▶ **Information provided**:
PR #12027, opened 2025-04-07
feat(next): version view overhaul

AlessioGr:
#11769 improved the lexical version view diff component. This PR improves the rest of the version view.

## What changed

- Column layout when selecting a version:
	- Previously: Selected version on the left, latest version on the left
	- Now: Previous version on the left, previous version on the right (mimics behavior of GitHub)
- Locale selector now displayed in pill selector, rather than react-select
- Smoother, more reliable locale, modifiedOnly and version selection. Now uses clean event callbacks rather than useEffects
- React-diff-viewer-continued has been replaced with the html differ we use in lexical
- Updated Design for all field diffs
- Version columns now have a clearly defined separator line
- Fixed collapsibles showing in version view despite having no modified fields if modifiedOnly is true
- New, redesigned header
	

### Before

CleanShot 2025-04-11 at 20 10 03@2x

CleanShot 2025-04-11 at 20 10 28@2x

### After

Screenshot 2025-06-09 at 17 43 49@2x

Screenshot 2025-06-09 at 17 44 50@2x

Screenshot 2025-06-09 at 17 45 19@2x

▶ **How to complete this task**: Exactly as they stand, restate all the lines of the listing.

▶ **Task result**:
PR #12027, opened 2025-04-07
feat(next): version view overhaul

AlessioGr:
#11769 improved the lexical version view diff component. This PR improves the rest of the version view.

## What changed

- Column layout when selecting a version:
	- Previously: Selected version on the left, latest version on the left
	- Now: Previous version on the left, previous version on the right (mimics behavior of GitHub)
- Locale selector now displayed in pill selector, rather than react-select
- Smoother, more reliable locale, modifiedOnly and version selection. Now uses clean event callbacks rather than useEffects
- React-diff-viewer-continued has been replaced with the html differ we use in lexical
- Updated Design for all field diffs
- Version columns now have a clearly defined separator line
- Fixed collapsibles showing in version view despite having no modified fields if modifiedOnly is true
- New, redesigned header
	

### Before

CleanShot 2025-04-11 at 20 10 03@2x

CleanShot 2025-04-11 at 20 10 28@2x

### After

Screenshot 2025-06-09 at 17 43 49@2x

Screenshot 2025-06-09 at 17 44 50@2x

Screenshot 2025-06-09 at 17 45 19@2x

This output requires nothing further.